**** SUPPLIED INFORMATION
PR #12923, opened 2015-09-23
docs(guide/Conceptual Overview): change "factory" to "constructor"

alirezamirian:
Controller functions are treated as **constructor** functions by angular, not **factory** functions and
controllers instances are created by instantiating their registered **constructor** function

### DIFF
--- a/docs/content/guide/concepts.ngdoc
+++ b/docs/content/guide/concepts.ngdoc
@@ -274,7 +274,7 @@ The code snippet `angular.module('invoice2', ['finance2'])`  specifies that the 
 `finance2` module. By this, Angular uses the `InvoiceController` as well as the `currencyConverter` service.
 
 Now that Angular knows of all the parts of the application, it needs to create them.
-In the previous section we saw that controllers are created using a factory function.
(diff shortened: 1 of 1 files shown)


Narretz:
Aren't thje docs saying the controllers are created by a controller factory? Sure, the actual controller is defined by a constructor, but it is created by a factory.

alirezamirian:
From [docs](https://docs.angularjs.org/guide/controller):
> In Angular, a Controller is defined by a JavaScript **constructor function**

I'm not sure if the module API `.controller` ( which is used for **registering** a controller inside some module, not **creating** it) is being called **factory**.
If this is the case, I still don't feel right about it.

Narretz:
Then maybe the sentence should be:
> In the previous section we saw that controllers are registered using a constructor function.

Regardless what the change is, the next sentence will feel unconnected if we change factory to constructor. So we should take that into account.

Narretz:
You were right here - this was chnaged here https://github.com/angular/angular.js/commit/88f3517db2a66b3b8a1a5888e07ccca7c6604c01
********
__WHAT YOU ARE ASKED TO DO__
Each line of the entries where the string "that" occurs should be shown.

__OUTPUT FOR THIS TASK__
@@ -274,7 +274,7 @@ The code snippet `angular.module('invoice2', ['finance2'])`  specifies that the 
 Now that Angular knows of all the parts of the application, it needs to create them.
-In the previous section we saw that controllers are created using a factory function.
> In the previous section we saw that controllers are registered using a constructor function.
Regardless what the change is, the next sentence will feel unconnected if we change factory to constructor. So we should take that into account.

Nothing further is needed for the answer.